[AT] Healthy Eating, was "Just checking"

Stephen Offiler soffiler at gmail.com
Thu Nov 5 15:31:40 PST 2015


On Thu, Nov 5, 2015 at 5:43 PM, Dean VP <deanvp at att.net> wrote:

> A lot of the old wives tales that go around about what food we should eat
> and shouldn't eat is similar
> to the whole Global Warming contrived issue.  Much of the data had been
> ignored, twisted or falsified
> for personal gain.


Not getting into the GW thing, but I wholeheartedly agree with the data
twisting comment.



>   What we eat and how it is cooked go hand and hand. That is overlooked.
> The general
> statement that fish is good for us never mentions how it should be cooked.


Who's doing the mentioning?  You might be listening to the wrong people.
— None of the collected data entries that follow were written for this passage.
PR #743, opened 2022-08-09
Integrate flows to be able to spin up a branch

frankhereford:
## Test Tooling early-demo

Sibling PR to https://github.com/cityofaustin/atd-prefect/pull/30.

This PR is now in a state where it can be given a branch name and it will spin up a moped of it. It's fit for use "by hand" and has not been registered into the Prefect cloud yet. 

## Next Steps
@mddilley I wanted to button up this PR before I start on the next few things that we may put next on the docket

Thinking of what could be next, I'm interested in:
* Seeing if we can carve out some more space in the 64 character limited lambda names for the branch name
* Combining our independent flows into a single flow for commissioning and decommissioning an instance
* A lot of testing - start up an issue or an epic to keep track of 🐞🐛🕷. Not sure what is best - maybe a question for product. @patrickm02L, what do you think?
* Get the new, combined flows registered and parameratized
* Improve or functionalize the branch name slugging system WTR to the PG requirements of not starting with numerals and lambda names prohibiting numerals outright
* Add more error detection as possible to tasks
* Look into threaded agent systems -- there are multiple long strings of tasks which do not depend on each other and I think we can cut the deploy time down to 25%


moped-etl/prefect/moped_test_create_flow.py
```diff
@@ -239,55 +249,80 @@
...
-    # ecs_decommission.run(parameters=dict(basename=basename))
-    # print("\n🤖 Comissioning ECS\n")
-    # ecs_commission.run(parameters=dict(basename=basename, database=database))
+    metadata = "metadata"
 
-    # print("💡 Comissioning Netlify Build & Deploy\n")
-    # netlify_commission.run(parameters=dict(basename=basename))
+    config = ecs.create_graphql_engine_config_contents(
+        graphql_endpoint=graphql_endpoint, access_key=access_key, metadata=metadata
+    )
```
frankhereford, line 275: This section of the diff is very mangled - check the final file for something easier to grok: https://github.com/cityofaustin/atd-moped/blob/integrate-flows/moped-etl/prefect/moped_test_create_flow.py#L257

mddilley (approved):
This all looks great to me! I'll drop a comment to get back to you on the discussion points in the PR. 🚀

mddilley:
Thinking of what could be next, I'm interested in:

> Seeing if we can carve out some more space in the 64 character limited lambda names for the branch name
Combining our independent flows into a single flow for commissioning and decommissioning an instance

We can definitely shorten the Moped API Lambda name. I think that the `atd-moped-test-prefect` and `atd-moped-events-activity-log` prefixes for the Lambdas is overkill, and I'm all about shortening them. I think that seeing the branch name (or eventual slug) and maybe at least the word moped would make it clear what they are for.

> A lot of testing - start up an issue or an epic to keep track of 🐞🐛🕷.

I agree that a refinement/bug fix epic is in order. I think that is a great way to track what work is left.

> Improve or functionalize the branch name slugging system WTR to the PG requirements of not starting with numerals and lambda names prohibiting numerals outright

Agreed. It will be nice to find a way to name the resources in a unified way that works around things like the PG and Lambda 
naming limitations.

> Add more error detection as possible to tasks

Strongly agree here. It will be interesting to see what errors pop up, and I'm glad that Prefect gives us ways to address these right out of the box.

> Look into threaded agent systems -- there are multiple long strings of tasks which do not depend on each other and I think we can cut the deploy time down to 25%

Isn't it nice to be in control of the whole test system like this? 🎉 🚀 🚀 🚀 Really exciting to be able to make an improvement like that.

mddilley:
@frankhereford I also noticed that the activity log doesn't seem to be working. Looking in the AWS console, it seems like the two keys that the Moped API look for aren't the same in the ECS config and Moped API env vars. I also noticed that the activity log SQS shows the Lambda's status as `Disabled`.

You might be aware of this already, and I'm sure we can talk about it when we sync up.

frankhereford:
Hey Mike - just seeing this comment. I was not aware of this, and your comment makes a lot of sense in terms of possible causes. Let's have that overdue sync real soon and figure out what's the best way to get this fixed up. Thanks!

PR #745, opened 2022-08-10
Define ALB health check location and valid responses

frankhereford:
Sibling PR: https://github.com/cityofaustin/atd-prefect/pull/32

Small change:

* Configures the health check on the ALB's target group so it can accurately tell if a graphql-engine is up and running nominally. 

This prevents the ALB from flapping the ECS task instance.


mddilley (approved):
🚀

PR #746, opened 2022-08-10
Enable testing of `test` with other moped feature branches

frankhereford:
In advance of the upcoming test system, there are a set of 3 change which allow the test deployment to trigger a netlify build and to set environment variables. Of note, one is to allow the deployment to have the graphql-engine endpoint defined.

These changes are non-ops in our current environment, and they will merge in cleanly when we do get the test instance work into main. 

Being able to get these into main now, or at least in a branch i can merge into other branches that I want to use to test `test`, will be helpful.


frankhereford:
This is already in `main`! It went in with Chia's other branch I had pushed these same changes too. Thanks!

frankhereford:
I'm holding onto this branch, however, it's helpful when setting up feature branches for testing `test`.

PR #748, opened 2022-08-11
Fix status badge Active phase bug

chiaberry:
# Associated issues

https://github.com/cityofaustin/atd-data-tech/issues/9848

I tried to repeat the steps Meredith took and was unable to reproduce an "Active" badge by following the steps in the activity log for the project mentioned in the issue. However, there is a bug in production where if you change the status name of a non-current status, the badge reverts to "Active" instead of keeping the name of the current status. 

I moved around some of the logic so the badge name doesnt change unless the current status is being edited. 

## Testing
**URL to test:** 

https://deploy-preview-748--atd-moped-main.netlify.app/moped/projects/1866?tab=timeline

**Steps to test:**

1. Create a new project
2. navigate to Timeline Tab, Potential is the current status. Badge should say Potential. 
3. Toggle the Potential status current switch to false. Badge should be green and Active
4. Add a few more statuses. Mark one as Current. That status name should be on the badge. 
5. Change the name of an existing (non-current) status. Badge name should not change.
6. Change the name of the existing current status. Badge name should change to match the new name. 

---
#### Ship list
- [ ] Code reviewed 


moped-editor/src/views/projects/projectView/ProjectTimeline.js
```diff
@@ -232,7 +232,7 @@ const ProjectTimeline = ({ refetch: refetchSummary }) => {
     <Grid component="label" container alignItems="center" spacing={1}>
       <Grid item>
         <Switch
-          checked={props.value}
+          checked={props.value ?? false}
```
chiaberry, line 235: fixing an error in the console

johnclary (approved):
works as promised! I think this code is easier to understand as well. thank you for sorting this out!

🚢 🚢 🚢

johnclary:
I do wonder if we should enforce that there's always a current phase associated with a project. So,

- Can't delete phase when there is only one phase
- Can never toggle off a current phase - can only mark another phase as current

It's just weird that we have this obscure "Active" status that has no meaning in terms of real life project statuses.

Totally out of scope; just wondering aloud....

patrickm02L (approved):
Couldn't find any bugs. Ship it! 🤘

https://user-images.githubusercontent.com/5566727/184663802-2722924c-c943-4776-baca-cf7707757e08.mp4

moped-editor/src/views/projects/projectView/ProjectTimeline.js
```diff
@@ -614,29 +616,33 @@ const ProjectTimeline = ({ refetch: refetchSummary }) => {
...
-                                        current_phase_id: 0,
-                                      },
-                                },
-                              })
-                            : true // No change in project, safely ignore
-                      )
+                      .then(() => {
+                        // if the phase being updated is toggled as the current phase
+                        // update moped_project with new current_phase, updating the status badge
+                        if (isCurrentPhase) {
```
mddilley, line 622: ❤️ the if/else blocks - I think this is a lot easier to read than the chained ternaries

mddilley (approved):
Tested on the deploy preview and all the test steps worked perfectly. 🙌

frankhereford (commented):
Thank you @chiaberry! I agree with the comments about the improved readability - super helpful!

PR #749, opened 2022-08-11
Adds three new milestones for TED / PDD

tillyw:
## Associated issues
fixes https://github.com/cityofaustin/atd-data-tech/issues/9973

## Testing
**URL to test:** 
needs to be tested locally or set up on a new test instance. 

Here's a test deployment: https://9973-add-three-new-milestones--atd-moped-main.netlify.app/moped

**Steps to test:**
go to a project's timeline, select add a new timeline and note the last three entries

---
#### Ship list
- [ ] Code reviewed 

Screen Shot 2022-08-11 at 5 58 58 PM


moped-database/migrations/1660258008607_insert_moped_milestones/down.sql
```diff
@@ -0,0 +1,4 @@
+-- Delete added moped_milestone records
+DELETE FROM public.moped_milestones WHERE milestone_name = 'Draft Study Submitted';
+DELETE FROM public.moped_milestones WHERE milestone_name = 'Draft Preliminary Schematic Submitted';
+DELETE FROM public.moped_milestones WHERE milestone_name = 'Need to Assign Study';
```
johnclary, line 4: I tested the down migration, and if any of these milestones are in use on a project it will fail:

```sql
update or delete on table "moped_milestones" violates foreign key constraint "moped_project_milestone_milestone_id_fkey" on table "moped_proj_milestones". Key (milestone_id)=(54) is still referenced from table "moped_proj_milestones"
```

Question for the group—do we want to update the FK constraint on `moped_proj_milestones` to `ON UPDATE CASCADE` and `ON DELETE SET NULL` - ? I believe that's the best practice we've started to adopt elsewhere.


Screen Shot 2022-08-12 at 10 42 20 AM

johnclary (approved):
thanks @tillyw for jumping on this so quickly! looks great. i don't think the failing down migration is a deal-breaker, but would be nice to hear from others if we want to address the underlying problem now.

chiaberry (approved):

moped-database/migrations/1660258008607_insert_moped_milestones/down.sql
tillyw: thanks @johnclary for pointing that out! i tested the down migration but i didn't think to do it with one of the milestones in use. i have added the migration files that update the fk as you recommended

tillyw: @johnclary i updated the fk relationship for moped_proj_milestones and restarted the cluster, added one of the new milestones to a project and ran the down migration and it still seems to be failing

do you have any recommendations on what to do?

Screen Shot 2022-08-16 at 3 13 47 PM

moped-database/migrations/1660258008607_insert_moped_milestones/up.sql
```diff
@@ -0,0 +1,10 @@
+-- Insert new milestone records
+INSERT INTO public.moped_milestones (
+        milestone_name,
+        milestone_description,
+        related_phase_id
+    ) VALUES
+        ('Draft Study Submitted', 'Draft report submitted to ATD and being reviewed', 4),
+        ('Draft Preliminary Schematic Submitted', 'Concept schematic submitted to ATD and being reviewed', 4),
+        ('Need to Assign Study', 'Identified priority location is ready for scoping study and preliminary schematic assignment', 4);
```
frankhereford, line 9: These appear in the drop-down - thanks @tillyw

frankhereford (approved):
Looks great - thank you!

moped-database/migrations/1660258008607_insert_moped_milestones/down.sql
johnclary: thanks for adding the constraints! i'll take a look 👀

chiaberry: How did you test the down migration @tillyw? Did you run both of them in order?

patrickm02L (approved):
Checks out! Ship it! 🤘

https://user-images.githubusercontent.com/5566727/184986616-a11946cf-46ac-41e1-8be8-e840035fe19c.mp4

PR #755, opened 2022-08-14
🌪 Unify flows, commission over existing deployment, slug cleanup, integrate prefect cloud

frankhereford:
## Related Items
Sibling PR: https://github.com/cityofaustin/atd-prefect/pull/33

## Issue progress
This PR intends to close https://github.com/cityofaustin/atd-data-tech/issues/9997. 
* 🤷🏻‍♂️ No `slugify` and still ugly, but I think this is as clean as we can ask for given the variety of naming constraints we're under. I want to call this ✅.

This PR intends to close https://github.com/cityofaustin/atd-data-tech/issues/9994. 
* ✅

This PR intends to close https://github.com/cityofaustin/atd-data-tech/issues/9996. 
* 🤷🏻‍♂️ I want to spin off some ideas from this into new issues, particularly around deployment. As it stands, Prefect cloud is very much part of this now.

## Reviewing
😢 This had to have `main` merged into it, which makes it harder to review. We can totally merge `main` into `md_moped_test_create_flow` to make most of this diff wash out. Feel free - no review needed!

I was developing on and deploying the `unify-flows` branch, which was based off our collector branch. That collector was a good bit behind main, which was making it impossible to migrate and update the metadata, as the staging database was ahead of what the code was at. This branch will bring the collector branch up to date or very close to it.

Using the GitHub file browser in the "Files Changed" tab is helping me look for changes. The nature of the changes to the main flow file still make the GitHub diff a disaster. For that file at least, I think it's easier to read the final state. 

## Features
This branch:

* [x] Unifies the work into two flows, an up and a down flow, which are parameterized, registered, and intended now to be controlled via the prefect cloud ui
* [x] This supports the concept of being able to commission a test instance **_over_** an existing test instance. There are a number of our AWS calls which do not support this natively, and have to have a task run to detect deployment status, remove that particular part of the deployment, and then allow it to be recommissioned. These constructs generally are formed with the `with case():` and `merge()` pattern.
* [x] This moves helper functions into a stand-along little library, simplifying their importing. It was too easy to have a circular import failure.
* [x] This adds numerous checks for various parts of the deployment being functional, not just "in flight" based on the return values from AWS
* [x] This moves the migration related tasks into their own subsystem file
* [x] This supports the Dask executor scheme with no modification; it's sooo much faster to deploy with it 
* [x] Lots of logging and lots of little fiddly things


moped-etl/prefect/moped_test_create_flow.py
```diff
@@ -38,316 +44,304 @@
...
+    )  # remove leading numbers
+    internal_number_free_underscore_basename = "".join(
+        [i for i in database if not i.isdigit()]
+    )
+    awslambda = internal_number_free_underscore_basename[0:16]
 
-    basename = Parameter("basename")
-    database = Parameter("database")
-    api_endpoint = Parameter("api_endpoint")
+    slug = {"basename": basename, "database": database, "awslambda": awslambda}
```
mddilley, line 59: 👍

moped-etl/prefect/moped_test_create_flow.py
```diff
@@ -38,316 +44,304 @@
...
-    removed_load_balancer = ecs.remove_load_balancer(
-        basename=basename, no_cluster_token=no_cluster
+    create_api_config_secret_arn = api.create_moped_api_secrets_entry(
+        slug=slug, ready_for_secret=ready_for_secret
     )
 
-    removed_hostname = ecs.remove_route53_cname(
-        basename=basename, removed_load_balancer_token=removed_load_balancer
-    )
+    # test if api is deployed, remove if so
```
mddilley, line 128: I like removing and deploying again if the API exists because it means less code, but there is a [zappa update](https://github.com/zappa/Zappa#updates) command. I don't know if there is really any advantage (might be faster?), but I wanted to throw it out there so we have more info - not vouching to change this at all.

mddilley (approved):
🚀 Loving the new modules for shared naming helpers and the migrations. This process is really growing up! Handling updates and all! 🙌 ✨

PR #750, opened 2022-08-12
Changes related to long branch names WRT TLS certificate issuance

frankhereford:
## ⚠️ Do not merge this PR. 

This PR is to make record of the work related to long branch names WRT TLS certificates. These changes do need to get into the new test system, but they are going to be the merge-conflict of all merge-conflict with the unification of flows into one flow. As a result, I will merge these in by hand in the very near future when it's easiest to do so. 

I will close this PR at that time.

@mddilley I put a request for review on here as a formality, but please don't put any big effort into this one. I just wanted to give you a chance to 👀 it if you wanted. There will be another chance to look at this when I do actually make a branch against the unified flow work, and I'll PR that of course. There will be some polish in putting that together, this is like the most wild-west work so far.

PR #756, opened 2022-08-15
Long branch name certificate support

frankhereford:
## Associations
Sibling PR: https://github.com/cityofaustin/atd-prefect/pull/34 

This PR intends to supercede and close PR #750. 👋

## Git woes
Learning more about `git` every day. This was branched off the `unify-flows` branch which had had `main` merged into it. I had expected since the target branch and the source branch have common commits, the GitHub "Files Changed" diff view would not show the common changes. Not the case. 📚

This link will show you the sum of the changes which are different between these two branches -- I hope this is helpful for reviewing. 

https://github.com/cityofaustin/atd-moped/pull/756/files/569e759cb1363a91e642d0f757019bafffc0093c..e3833ab01eeea54d207c6a9393f84b92cbb9cbec

## Features

This PR:

- [x] Defines a shortened basename for use in deploying and reaping ELB and ELB target groups
- [x] Adds support for maintaining the full basename in the graphql endpoint by using a dual hostname certificate from AWS. This uses the mapping functionality of prefect to parallelize certificate validation.
- [ ] Uses the mapping functionality to clean up CNAMES after the singular validation event. This is a low-impact regression in CNAME handling. I will spin this off as a low-priority item.
- [x] Adds a 30 second sleep event after a cert is requested to be deleted. This doesn't feel very prefect-like, but I didn't see a better thing to spin on for that event to be completed.
- [x] Configures the graphql endpoint being given to the API to form the correct, full hostname


mddilley (approved):
Thanks for the diff link - that was super helpful! Looks good to me. That slug dict is such a good way to collect the different naming standards across the flows. 🎉

PR #36, opened 2022-07-21
BNH-36 Admin List table styling

TomHanmer29:
Removed duplicate class tag in tables so that the bootstrap styling worked. Also added col tags to define the column headers better.


BenRamchandani (approved):
LGTM

PR #37, opened 2022-07-21
BNH-43 fixed js bug on site launch

TomHanmer29:
set the javascript function for the registration page call to happen onload for registration page rather than when the site is launched, done with onload in a new html body tag around all the main contents of the page

### DIFF
--- a/web/wwwroot/js/site.js
+++ b/web/wwwroot/js/site.js
@@ -1,5 +1,7 @@
 ﻿let currentTab = 0;
-showTab(currentTab);
+if (window.location.pathname == "/landlord/register"){
+    showTab(currentTab);
+}
 
 function showTab(currentTab) {
     let tabList = document.getElementsByClassName("registerTab");


web/Views/Landlord/Register.cshtml
```diff
@@ -8,96 +8,97 @@
...
-                    <label>Title:</label>
-                    @Html.DropDownList("Title", new List<SelectListItem>
-                    {
-                        new SelectListItem { Text = "Mr", Value = "Mr", Selected = true },
-                        new SelectListItem { Text = "Mrs", Value = "Mrs" },
-                        new SelectListItem { Text = "Miss", Value = "Miss" },
-                        new SelectListItem { Text = "Ms", Value = "Ms" },
-                        new SelectListItem { Text = "Dr", Value = "Dr" }
-                    })
+<body onload="showTab(0)">
```
BenRamchandani, line 11: There's already a `<body>` tag in `_Layout.cshtml` that we're inside of here. I believe the `onload` attribute also works on other elements, can you try just adding it to the existing `<div>` or did that not work?

BenRamchandani (changes requested):

web/Views/Landlord/Register.cshtml
TomHanmer29: I will keep trying to hunt around to see if there is a nice fix for a little while

TomHanmer29:
I have included these changes + extra in BNH-17 since the same bug (which is now fixed) was present in the edit page.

>   The cholesterol story has
> changed over the years based on what the most recent study shows and what
> their agenda might be.
>

Hold on.  Can't let this one go.  You are not capturing what's really going
on.  The most current information on cholesterol is NOT based on the "most
recent" study.  That implies a flip-flop every time a single study comes up
with contradictory info.  The ONLY place that is true is in the mass
media.  They love to grab a scientific study, then dumb it down and
scandalize it as much as possible for public consumption.   For real
medical science, what is actually happening is that thousands of new
studies have been conducted since the cholesterol scare of the '70s and
'80s, and the well-run studies help to evolve the understanding, which has
come a LONG way since those days.



> Remember when Margarine was so much better for us than butter. Now butter
> is back in vogue.


Only "vogue" based on the mass media reports.  See comments above on
cholesterol.  Butter is back because the problems with margarine are far
better understood, and the supposed problems with butter are now understood
to be non problems.  Evolution of understanding.  It's how science works.



> Then the
> UN comes out with this latest scare. Processed food is dangerous and
> causes cancer.  If one really
> reads the whole thing their studies show that there is a 1% increase. 1%
> .... Give me a break.   The
> error rate in their study is higher than that.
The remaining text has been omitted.